In modern-day faux finishing, there are two major processes used. Glaze work involves using a translucent mixture of paint and glaze applied with a brush, roller, rag, or sponge, and often mimics textures, but it is always smooth to the touch. Plaster work can be done with tinted plasters, or washed over with earth pigments, and is generally applied with a trowel or spatula. The finished result can be either flat to the touch or textured.

== Faux finishes ==
- Marbleizing or faux marbling is used to make walls and furniture look like real marble. This can be done using either plaster or glaze techniques.
- Fresco is a simple technique, uses mixtures of tint and joint compound to add mottled color and subtle texture to plain walls,
- Graining, wood graining, or faux bois (French for "fake wood") is often used to imitate exotic or hard-to-find wood varieties.

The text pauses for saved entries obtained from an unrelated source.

PR #1263, opened 2017-08-29
[RESTEAY-1665]:Add @Priority to JsonBindingProvider to really enable it in JsonBindingTest

jimma:


testsuite/integration-tests/pom.xml
```diff
@@ -348,6 +348,37 @@
...
+                            <configuration>
+                                <includes>
+                                    <include>**/Test*.java</include>
+                                </includes>
+                                <excludes>
+                                     <!-- Tests requires excluding JsonBindingProvider-->
+                                     <exclude>**/JsonBindingTest.java</exclude>
+                                </excludes>
+                                <classpathDependencyExcludes>
+                                    <classpathDependencyExcludes>org.jboss.resteasy:resteasy-json-binding-provider</classpathDependencyExcludes>
```
asoldano: mmh, I'm not really sure about this. Does it mean that the new json-b provider is going to break the behavior of most apps out there when they upgrade to latest resteasy? If that's really the case (is this a consequence of the @Priority you added?), we should evaluate different solutions (like not having direct and transitive dependencies to the new module by default and adding it explicitly in the json-b test). Do we really have such a non backward compatibility?

jimma:
On Tuesday, August 29, 2017, Alessio Soldano <notifications@github.com>
wrote:

> *@asoldano* requested changes on this pull request.
> ------------------------------
>
> In testsuite/integration-tests/pom.xml
> <https://github.com/resteasy/Resteasy/pull/1263#discussion_r135751384>:
>
> > +        <plugins>
> +            <plugin>
> +                <artifactId>maven-surefire-plugin</artifactId>
> +                    <executions>
> +                        <execution>
> +                            <id>default-test</id>
> +                            <configuration>
> +                                <includes>
> +                                    <include>**/Test*.java</include>
> +                                </includes>
> +                                <excludes>
> +                                     
> +                                     <exclude>**/JsonBindingTest.java</exclude>
> +                                </excludes>
> +                                <classpathDependencyExcludes>
> +                                    <classpathDependencyExcludes>org.jboss.resteasy:resteasy-json-binding-provider</classpathDependencyExcludes>
>
> mmh, I'm not really sure about this. Does it mean that the new json-b
> provider is going to break the behavior of most apps out there when they
> upgrade to latest resteasy?
>
If JsonBindingProvider is in the classpath , it will be picked up and take
precedence. I don't think this will break something if json-b is not
required and not included in classpath.

>  If that's really the case (is this a consequence of the @priority
> <https://github.com/priority> you added?), we should evaluate different
> solutions (like not having direct and transitive dependencies to the new
> module by default and adding it explicitly in the json-b test). Do we
> really have such a non backward compatibility?
>
No. Adding @priority is required to enable jsonb and make jsonb take
precedence if it is in classpath.If you print more info in the JsonBingTest
before my change, you'll find it actually reads and writes with jackson
provider instead of jsonb. I don't think this is something ugly dependency
configration because maven surefire already have this excluding dependency
feature for specific tests.We don't need to creat another maven module with
explicitly decalre jsonb dependency only for one JsonBingTest. WDYT?

asoldano:
@jimma ok, thanks for having brought this to my attention, I missed this before.
So, at the moment I think we should not have the dependency to the new json-b provider module in the existing testsuites, as long as most of the tests in them actually enforce the jackson binding behavior. IMHO, it does not make sense to add the maven dependency in they testsuite module and them exclude it in the surefire configuration for all tests except one. That one (the JsonBindingTest) is currently the "exception" and needs a special treatment (for example a custom surefire execution with additional dependency and some comments in the test referring to that).
At a given point considering json-b has higher priority than jackson (btw, can you link here the reference to the jsr370 spec enforcing this, for future reference) we might want to revisit the tests that are relying on jackson impl by chance (not on purpose, to verify jackson provider details).
Finally, regarding the addition you put in JsonBindingTest ... I see you're expecting the attributes order to be "color, domesticated, name, sort", but I would have expected "color, sort, name, domesticated" judging from the annotation on Cat. What am I missing?

jimma:
> @jimma ok, thanks for having brought this to my attention, I missed this before.
So, at the moment I think we should not have the dependency to the new json-b provider module in the existing testsuites, as long as most of the tests in them actually enforce the jackson binding behavior. IMHO, it does not make sense to add the maven dependency in they testsuite module and then exclude it in the surefire configuration for all tests except one. That one (the JsonBindingTest) is currently the "exception" and needs a special treatment (for example a custom surefire execution with additional dependency and some comments in the test referring to that).

Adding extra dependency for this test can with:
 1) exclude dependency for specific test like what I did now 
 2) create a profile 
 3) create another maven module jsonbinding-integration-tests to include this dependency  

I thinks neither 2) or 3) is good to create only for this test.  Regarding 1) , I don't see any harmful thing we use this maven surefire plugin configuration . Including dependency for this test is another kind of special treatment too if we don't create another standalone maven module for this test. 

> At a given point considering json-b has higher priority than jackson (btw, can you link here the reference to the jsr370 spec enforcing this, for future reference) we might want to revisit the tests that are relying on jackson impl by chance (not on purpose, to verify jackson provider details).

Spec 11.2.7 Java API for JSON Binding under  about the integration with JEE technology says : 
In a product that supports the Java API for JSON Binding (JSON-B) [19], implementations MUST support entity providers for all Java types supported by JSON-B in combination with the following media types: application/json , text/json as well as any other media types matching */json or */*+json .
Note that if JSON-B and JSON-P are both supported in the same environment, entity providers for JSON-B take precedence over those for JSON-P for all types except JsonValue and its sub-types. "

There is nothing else except this about json binding, and there is no item explicitly says about jsonb provider has higher priority than jackson either. If we want to enable json binding when it is included in class path, annotated a @Priority is the easy solution to select json binding provider first for  application/json media type.

> Finally, regarding the addition you put in JsonBindingTest ... I see you're expecting the attributes order to be "color, domesticated, name, sort", but I would have expected "color, sort, name, domesticated" judging from the annotation on Cat. What am I missing?

Nice findings. There is another issue we should export jsonb api in the jsonbinding provider jboss module. I've fixed this.

asoldano:
hi @jimma ,
I'm still not 100% convinced on the way we should be dealing with the json-b provider selection. I think I'll merge your PR as is and open up a JIRA for re-evaluating this later (more details coming on the jira). Thanks.

asoldano:
https://issues.jboss.org/browse/RESTEASY-1714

- Trompe-l'œil, "fool the eye" in French, is a realistic painting technique often used in murals, and to create architectural details as well as depth and 3 dimensionality.
- Venetian plaster is a smooth and often shiny plaster design that appears textured but is smooth to the touch. Venetian plaster is one of the most traditional plaster decorations. Authentic Venetian Plaster is made from marble dust and ground up limestone.
- Color wash is a free-form finish that creates subtle variations of color using multiple hues of glaze blended together with a paint brush.
- Strié, from the French for "stripe" or "streak", is a glazing technique that creates soft thin streaks of color using a paint brush. It is a technique often used to simulate fabrics such as linen and denim.
- Rag painting or ragging is a glazing technique using twisted or bunched up rags to create a textural pattern.
- Sponging is a free-form finish achieved by applying glaze to the wall by dabbing a sea sponge, in various shapes to achieve either simple design (resembling the wall papers) and more sophisticated ones.